Михайла весь встрепенулся. В голове у него точно светло стало, а мысли так вихрем и закружились. Царь волю дает… Так вот про что Варкадин! Без воли ему не жить. С малых лет он об воле задумал. А ноне Марфуша еще. А что выкупиться он хотел, так это зря. Не пустит его князь. Угодит, так тут-то и не пустит. А не угодит – шкуру сдерет. А тут вдруг – царь! Уж он-то, Михайла, за волей на край света пойдет. Недаром Марфуше-то посулил, выходит… Все у него закружилось в голове. Но Невежке он сказал как мог спокойней:
– Ну, ладно, Невежка, иди к мужикам, а я погляжу, чего там мордвины надумали. Може, и впрямь нам с ими по пути?
Невежка бесшумно исчез.
Михайла дождался, как месяц спрятался, и осторожно пробрался обратно в шатер Артюшкина. Ему хотелось поскорей лечь и хорошенько все сообразить. Очень уж все враз нагрянуло. И мордвины… и воля…

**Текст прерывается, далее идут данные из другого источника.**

PR #317, opened 2023-04-29
Add clarification to `acme_ca` about `.local` TLDs

mrexodia:
Discussion in https://github.com/caddyserver/caddy/issues/5512

### DIFF
--- a/src/docs/markdown/caddyfile/options.md
+++ b/src/docs/markdown/caddyfile/options.md
@@ -295,7 +295,7 @@ Skips the attempts to install the local CA's root into the system trust store, a
 ##### `acme_ca`
 Specifies the URL to the ACME CA's directory. It is strongly recommended to set this to Let's Encrypt's [staging endpoint](https://letsencrypt.org/docs/staging-environment/) for testing or development. Default: ZeroSSL and Let's Encrypt's production endpoints.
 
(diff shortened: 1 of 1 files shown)


mholt (commented):
I wonder if instead of repeating this information, we should just link to it and make the user aware to check that. Because now I'm considering changing the behavior for `.local`.

mrexodia:
This sentence would have saved me quite a bit of time. I agree it’s duplication, but if you decide to change the behavior it would be a small effort to update it.

src/docs/markdown/caddyfile/options.md
```diff
@@ -295,6 +295,7 @@ Skips the attempts to install the local CA's root into the system trust store, a
 ##### `acme_ca`
 Specifies the URL to the ACME CA's directory. It is strongly recommended to set this to Let's Encrypt's [staging endpoint](https://letsencrypt.org/docs/staging-environment/) for testing or development. Default: ZeroSSL and Let's Encrypt's production endpoints.
 
+Note that the [hostname requirements](/docs/automatic-https#hostname-requirements) apply, and ACME CA directory will not be used for IP addresses, `localhost` and hostnames with a `.local` TLD.
```
```suggestion
Note that a globally-configured ACME CA may not apply to all sites; see the [hostname requirements](/docs/automatic-https#hostname-requirements) for using the default ACME issuer(s).
```

What about something like this? The sentence can remain but we link to the relevant docs instead of duplicating them.

mrexodia: Yeah I’m good with anything, it’s your project ^^

mholt (approved):
Thanks for the contribution!

PR #321, opened 2023-05-11
reverse_proxy: rewrite method to GET for X-Accel-Redirect support.

lemniskett:
There are cases where non-GET-or-HEAD requests will need to send files using X-Accel-Redirect, which will caddy reject with `405 Method not allowed` since file_server only accepts GET and HEAD request (https://github.com/caddyserver/caddy/commit/a3ae146cbdf2cfbdbdf5feea52e8bf407cce2b31)

This is based on https://github.com/caddyserver/caddy/issues/5529


mholt (approved):
LGTM -- thanks for the enhancement!

PR #323, opened 2023-05-17
Add information for how to add a new module to the module documentation

znkr:
Something like this would have helped me find the account page. I might have missed the documentation somewhere else though. TBH, I am not sure if this is a good fit where I put it. Happy to change direction or abandon this PR.


mholt (approved):
Thanks!

FYI I'm working on a new Caddy website and mostly-all-new-docs that will cover this better, too :)

PR #325, opened 2023-06-05
Change v1 Docs icon from external link to download

optimorg:
I clicked this accidentally believing I'd be viewing another page


francislavoie:
Please revert the other whitespace changes, they aren't relevant

mholt:
Thanks for the contribution. I'm happy to accepting this, but just FYI I've started work on a new site where this change won't be relevant -- so it will be short-lived. Is that OK?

Но как только он протянулся на медвежьей шкуре, сон, точно поджидал его, так и навалился, как медведь, ничего не дал обмозговать.
VIII
Наутро Михайлу разбудил какой-то неистовый звон, точно набат на селе. И сейчас же, заглушая его, поднялся топот, визг, гиканье. Михайла вскочил с медвежьей шкуры и оглянулся. Ни Артюшкина, ни других мордвинов в шалаше не было. Он поскорей натянул армяк, подпоясался, приподнял занавеску и выглянул из шалаша. Ветер вырвал у него из рук полотнище и хлестнул им по лицу.

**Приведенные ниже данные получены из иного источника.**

PR #333, opened 2023-07-15
cli: document the new command `file-server export-template`

mohammed90:
I'm not sure if there's a better way to document sub-command. Any other thoughts beside plainly listing it like any other?

### DIFF
--- a/src/docs/markdown/caddyfile/directives/file_server.md
+++ b/src/docs/markdown/caddyfile/directives/file_server.md
@@ -48,7 +48,7 @@ file_server [<matcher>] [browse] {
 
 - **browse** <span id="browse"/> enables file listings for requests to directories that do not have an index file.
 
-  - **<template_file>** <span id="template_file"/> is an optional custom template file to use for directory listings. Defaults to the template that can be found [here in the source code ![external link](/resources/images/external-link.svg)](https://github.com/caddyserver/caddy/blob/master/modules/caddyhttp/fileserver/browse.html). Browse templates can use actions from [the standard templates module](/docs/modules/http.handlers.templates#docs) as well.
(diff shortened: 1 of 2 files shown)


francislavoie:
Yeah I think doing it like a normal top-level command is fine.

I think we should also document it on the file_server directive page, for visibility.

src/docs/markdown/caddyfile/directives/file_server.md
```diff
@@ -48,7 +48,7 @@ file_server [<matcher>] [browse] {
 
 - **browse** <span id="browse"/> enables file listings for requests to directories that do not have an index file.
 
-  - **<template_file>** <span id="template_file"/> is an optional custom template file to use for directory listings. Defaults to the template that can be found [here in the source code ![external link](/resources/images/external-link.svg)](https://github.com/caddyserver/caddy/blob/master/modules/caddyhttp/fileserver/browse.html). Browse templates can use actions from [the standard templates module](/docs/modules/http.handlers.templates#docs) as well.
+  - **<template_file>** <span id="template_file"/> is an optional custom template file to use for directory listings. Defaults to the template that can be extracted using the command `caddy file-server export-template`, which will print the defaut template to stdout. Browse templates can use actions from [the standard templates module](/docs/modules/http.handlers.templates#docs) as well.
```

На громадной поляне толпились мордвины, пешие, конные, потрясали над головой ножами и что-то выкрикивали. Ветер раскачивал деревья на опушке и осыпал всех последними желтыми листьями, сверкавшими на солнце, точно золото. Свист ветра, звон, крики оглушили Михайлу, и он не мог понять, звон-то откуда. Может, тоже из леса? Но нет, вон посреди поляны, у затухшего костра, на высокой гнедой лошади Варкадин, а рядом с ним толстый коротконогий мордвин изо всех сил колотит двумя палками по железной доске, привешенной у него на груди. По другую сторону Варкадина другой мордвин с разноцветными лоскутами вокруг шеи поднимал вверх обе руки и громко вскрикивал.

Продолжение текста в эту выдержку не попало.